La société solidaire débute par l’embauche de 250 000 personnes pour une stratégie de covid-zéro
La porte d’entrée québécoise vers cette société solidaire, le conseil national de Québec solidaire l’a voté en septembre 2020 : l’embauche immédiat de 250 000 personnes dans les services publics et le communautaire dont la première tâche serait la mise en oeuvre d’une stratégie de covid-zéro qui a suscité en Angleterre la mise sur pied d’une vaste coalition populaire. Comme partout dans le monde, sauf dans certains pays de l’Asie du Pacifique dont l’Australie et la Nouvelle-Zélande, les politiques anti-Covid de yo-yo, ou stop-and-go, épuisent les travailleuses essentielles, d’autant plus qu’elle sont confrontées à des politiques d’austérité, et démoralisent la population en général, d’autant plus que les soutiens financiers et humains sont déficients particulièrement pour les plus vulnérables. En conséquence, le scepticisme croît, les farfelues théories conspirationnistes foisonnent et la désobéissance envers les consignes gagne du terrain.

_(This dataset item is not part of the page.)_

PR #8195, opened 2022-03-23
ani-cli@1.9: Suggest mpv instead of depending

### LINKED ISSUE #8194: ani-cli installs mpv even if mpv-git is installed
## Bug Report

**Package Name:** ani-cli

En désespoir de cause, les gouvernements misent leur va-tout sur les vaccins qui arrivent au compte-goutte leur production et distribution, pourtant financées par ces mêmes gouvernements, étant régies par les stratégies de maximisation des profits des monopoles pharmaceutiques. La faillite des politiques pandémiques de l’Amérique du Nord et de l’Europe se combine en un accaparement égoïste de la trop faible production mondiale de vaccins aux dépens des pays de l’Amérique du Sud, de l’Afrique, du Moyen-Orient et de l’Asie du Sud. Pendant ce temps, les GAFAM et milliardaires de ce monde s’enrichissent queue par dessus tête, sans impôts supplémentaires, sur le dos des PME qui malencontreusement jappent pour des ouvertures hâtives non essentielles faute d’aide suffisante gouvernementale pour soutenir leurs frais fixes et subvenir aux besoins essentiels de leurs propriétaires et personnes employées. Et voilà que les super-virus envahissent la scène pour nous précipiter vers une troisième vague qui va déferler principalement sur les personnes âgées, affaiblies et malades et leurs soignantes.